Data records:

┏━━

PR #12066, opened 2022-07-10
std.net.getAddressList: fix segfault on bad hostname

### LINKED ISSUE #12065: std.net.getAddressList segfault on bad hostname
### Zig Version

0.10.0-dev.2887+3f11d1d56

### Steps to Reproduce

Run the following program via `zig run bug.zig`:

`bug.zig`:
```zig
const std = @import("std");

pub fn main() !void {
    _ = try std.net.getAddressList(std.testing.allocator, "BAD_HOSTNAME", 80);
}
```

### Expected Behavior

Program to fail with some error message about an unkown hostname.

### Actual Behavior

Segfault:
```
Segmentation fault at address 0x0
/home/marler8997/git/zig/lib/std/mem/Allocator.zig:177:23: 0x217827 in std.mem.Allocator.free (bug)
    return self.vtable.free(self.ptr, buf, buf_align, ret_addr);
                      ^
/home/marler8997/git/zig/lib/std/heap/arena_allocator.zig:41:38: 0x215741 in std.heap.arena_allocator.ArenaAllocator.deinit (bug)
            self.child_allocator.free(node.data);
                                     ^
/home/marler8997/git/zig/lib/std/net.zig:734:33: 0x22cd08 in std.net.getAddressList (bug)
    errdefer result.arena.deinit();
                                ^
/tmp/bug.zig:4:35: 0x22a861 in main (bug)
    _ = try std.net.getAddressList(std.testing.allocator, "BAD_HOSTNAME", 80);
                                  ^
/home/marler8997/git/zig/lib/std/start.zig:580:37: 0x223f4a in std.start.callMain (bug)
                                    ^
/home/marler8997/git/zig/lib/std/start.zig:514:12: 0x20ae5e in std.start.callMainWithArgs (bug)
           ^
/home/marler8997/git/zig/lib/std/start.zig:424:17: 0x209d36 in std.start.posixCallMainAndExit (bug)
                ^
/home/marler8997/git/zig/lib/std/start.zig:338:5: 0x209b42 in std.start._start (bug)
    ^
Aborted (core dumped)
```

┗━━

Exercise description. Check each line of the records for the word "getAddressList", and show the lines that contain it.

Your solution.
std.net.getAddressList: fix segfault on bad hostname
### LINKED ISSUE #12065: std.net.getAddressList segfault on bad hostname
    _ = try std.net.getAddressList(std.testing.allocator, "BAD_HOSTNAME", 80);
/home/marler8997/git/zig/lib/std/net.zig:734:33: 0x22cd08 in std.net.getAddressList (bug)
    _ = try std.net.getAddressList(std.testing.allocator, "BAD_HOSTNAME", 80);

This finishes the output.